How residual balance changes will affect your law firm

From October 2014, residual client balances of £500 or less can be dealt with by firms without authorisation from the Solicitors Regulation Authority (SRA), as announced in guidance published by the regulator. The guidance has been issued in response to an ethics question which asked the regulator to clarify whether authorisation is required to withdraw money from a client account in order to pay it to a charity.

What are the changes?

Since 2008, where a residual balance on a single ledger was less than £50 it has been possible to pay such funds to a charity without requiring permission from the SRA, as prescribed by Rule 20.2. However, for individual residual balances greater than £50 an application for authorisation to make such a transfer has to be made to the SRA.

Changes to the SRA Accounts Rules in October 2014 mean the de minimis amount requiring SRA authorisation prior to a transfer will increase from £50 to £500. Firms will now be able to transfer sums out of their client account, including individual balances of up to £500, without first requiring authority from the SRA in order to do so.

What has prompted the change?

The SRA has embarked on a number of initiatives promoted as cutting red tape and easing the regulatory burden upon the profession. The SRA's risk-based approach to regulation means it will only actively regulate matters where it feels there is a real and tangible risk that can be mitigated through proportionate and necessary rules.

By happy coincidence for the SRA, the increase in the amount solicitors may transfer without the need for prior permission is anticipated to reduce the number of such applications (and the corresponding administrative burden for the regulator) significantly. A consultation paper released by the SRA in April 2014 showed a steady increase in the number of applications for authorisation under r 20.1(k). In 2013 there were over 1,100 such applications. The real number of requests is in all likelihood significantly greater, as many firms carry out a round-up of their qualifying dormant balances on a periodic basis and submit them to the SRA as one application. It was often the case that one application would actually contain multiple requests.

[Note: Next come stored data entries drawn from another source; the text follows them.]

Issue #387, opened 2026-05-24
ManifestEnvironment snapshot/restore ignores failed sandbox commands and records bogus checkpoints


xdotli:
## Summary

`ManifestEnvironment.snapshot()` and `restore()` run the SQLite backup / copy commands but never inspect the returned `ExecResult`. If `sqlite3 .backup` or `cp` fails, `snapshot()` still returns a `StateSnapshot` and `restore()` still returns success.

That breaks the Branch/value-function path: a branch can record a checkpoint that never existed, restore from a failed copy, then score children from corrupted or unchanged state.

## Reproduction

```bash
uv run python - <<'PY'
import asyncio
from benchflow.environment.manifest import EnvironmentManifest
from benchflow.environment.manifest_env import ManifestEnvironment
from benchflow.environment.protocol import StateSnapshot
from benchflow.sandbox.protocol import ExecResult

manifest = EnvironmentManifest.model_validate_toml('''
[environment]
name = "stateful"
base_image = "x:latest"
owns_lifecycle = false
[[environment.services]]
name = "svc"
command = "svc --port 9001"
port = 9001
[environment.state]
kind = "sqlite"
paths = ["/data/missing.db"]
''')

class FailingSandbox:
    def __init__(self): self.calls=[]
    async def exec(self, cmd, *, user='root', timeout_sec=30):
        self.calls.append(cmd)
        return ExecResult(return_code=1, stdout='', stderr='boom')

async def main():
    sb = FailingSandbox()
    env = ManifestEnvironment(manifest, sandbox=sb)
    snap = await env.snapshot()
    print('snapshot_returned', snap)
    await env.restore(StateSnapshot(id='bad', path='/tmp/nope'))
    print('restore_returned_without_error', True)
    print('calls', sb.calls)

asyncio.run(main())
PY
```

Observed:

```text
snapshot_returned StateSnapshot(id='...', path='/tmp/benchflow-snapshots/...')
restore_returned_without_error True
calls ['mkdir -p ... && sqlite3 /data/missing.db ".backup ..."', 'cp /tmp/nope/missing.db /data/missing.db']
```

Expected: `snapshot()` and `restore()` should raise with stderr/stdout and command context when the sandbox command returns non-zero.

Figures suggest that at August 2014 the current waiting time for authorisation to withdraw funds from the client under r 20.1(k) is nearly three months. It is calculated the change to the rules would reduce the number of applications made to the SRA by two-thirds so solicitors should expect a significant increase in speed for applications under the revised rule to be considered and permission granted.

What is the likely practical effect for law firms?

Although a seemingly small change, the practical effect for law firms is likely to be significant. Based upon the number of and steady increase in applications in recent years it is clear that residual client balances affect a large number of firms. The amendment means firms should be able to deal with a far greater number of their residual balances quicker and without recourse to the SRA.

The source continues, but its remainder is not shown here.